**Work instruction:** Everything below from the line with "Provider ID 1." to the last line, both included, is to be written out exactly, with nothing added.

**Source material:**
PR #876, opened 2025-06-27
support ethereum keys for providers #874

### LINKED ISSUE #874: Support ethereum key paths for providers

shannonwells:
# Problem
The previous integration of siwf v2.2.0 didn't take into account provider use of Ethereum keys in their environment config.

Closes #874

# Solution
Where ever we want to use a keypair or address using a Provider config, we have to check what type it is and correctly convert it to values compatible with Frequency.

## not part of solution
A nicer solution would use whatever is in the `.env.*` file to create MSA 1 and make it a Provider but this will have to wait.

I also did not alter any of the k8 tests or other test setup to use ethereum keys.

## Steps to Verify:
1.  `./scripts/account/restart-local-dev.sh`
2.  `npm run start:account-worker:dev` - you should not see any errors thrown at all.
3. Ctrl-C to kill the worker. Then edit `.env.account` and set `PROVIDER_ACCOUNT_SEED_PHRASE='0x5fb92d6e98884f76de468fa3f6278f8807c48bebc13595d45af5bdc4da702133'`
4. `npm run start:account-worker:dev`.  You should see this error thrown; the key is a usable key, it's just not the one for Provider ID 1.
```
[2025-06-26 17:28:52.870 -0700] ERROR (account-worker.main/3008118): [] Provided account secret maps to public key 5HYRCKHYJN9z5xUtfFkyMj4JUhsAwWyvuU8vKB1FcnYTf9ZQ, which does not match configured Provider ID (1)
```

5. Ctrl-C to kill the worker. Then set `PROVIDER_ACCOUNT='deadbeef1234'` or something like that.
6. `npm run start:account-worker:dev`.  You should see this error:
```
[Nest] 3017999  - 06/26/2025, 5:41:00 PM   ERROR [ExceptionHandler] unsupported seed or uri or key type
```


libs/blockchain/src/blockchain-rpc-query.service.ts
```diff
@@ -181,7 +181,7 @@ export class BlockchainRpcQueryService extends PolkadotApiService {
     return {
       blocknumber: await this.getLatestBlockNumber(),
       finalized_blocknumber: await this.getLatestBlockNumber(true),
-      genesis: (await this.api.rpc.chain.getBlockHash(0)).toHex(),
+      genesis: this.api.genesisHash,
```
shannonwells, line 184: I completely overlooked this in my review.  Sorry @hwahby !

shannonwells, line 184: I completely overlooked this in my review, sorry about that.

libs/blockchain/src/capacity-checker.service.ts
```diff
@@ -68,7 +68,7 @@ export class CapacityCheckerService implements OnApplicationBootstrap, OnModuleD
       const capacityInfo = await this.blockchainService.capacityInfo(providerId);
       await this.redis.set(CURRENT_CHAIN_CAPACITY_KEY, JSON.stringify(capacityInfo));
     } catch (err: any) {
-      this.logger.error('Caught error in updateCachedCapacity', err?.stack);
+      this.logger.error(err, 'Caught error in updateCachedCapacity');
```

**Exercise result:**
4. `npm run start:account-worker:dev`.  You should see this error thrown; the key is a usable key, it's just not the one for Provider ID 1.
```
[2025-06-26 17:28:52.870 -0700] ERROR (account-worker.main/3008118): [] Provided account secret maps to public key 5HYRCKHYJN9z5xUtfFkyMj4JUhsAwWyvuU8vKB1FcnYTf9ZQ, which does not match configured Provider ID (1)
```

5. Ctrl-C to kill the worker. Then set `PROVIDER_ACCOUNT='deadbeef1234'` or something like that.
6. `npm run start:account-worker:dev`.  You should see this error:
```
[Nest] 3017999  - 06/26/2025, 5:41:00 PM   ERROR [ExceptionHandler] unsupported seed or uri or key type
```


libs/blockchain/src/blockchain-rpc-query.service.ts
```diff
@@ -181,7 +181,7 @@ export class BlockchainRpcQueryService extends PolkadotApiService {
     return {
       blocknumber: await this.getLatestBlockNumber(),
       finalized_blocknumber: await this.getLatestBlockNumber(true),
-      genesis: (await this.api.rpc.chain.getBlockHash(0)).toHex(),
+      genesis: this.api.genesisHash,
```
shannonwells, line 184: I completely overlooked this in my review.  Sorry @hwahby !

shannonwells, line 184: I completely overlooked this in my review, sorry about that.

libs/blockchain/src/capacity-checker.service.ts
```diff
@@ -68,7 +68,7 @@ export class CapacityCheckerService implements OnApplicationBootstrap, OnModuleD
       const capacityInfo = await this.blockchainService.capacityInfo(providerId);
       await this.redis.set(CURRENT_CHAIN_CAPACITY_KEY, JSON.stringify(capacityInfo));
     } catch (err: any) {
-      this.logger.error('Caught error in updateCachedCapacity', err?.stack);
+      this.logger.error(err, 'Caught error in updateCachedCapacity');
```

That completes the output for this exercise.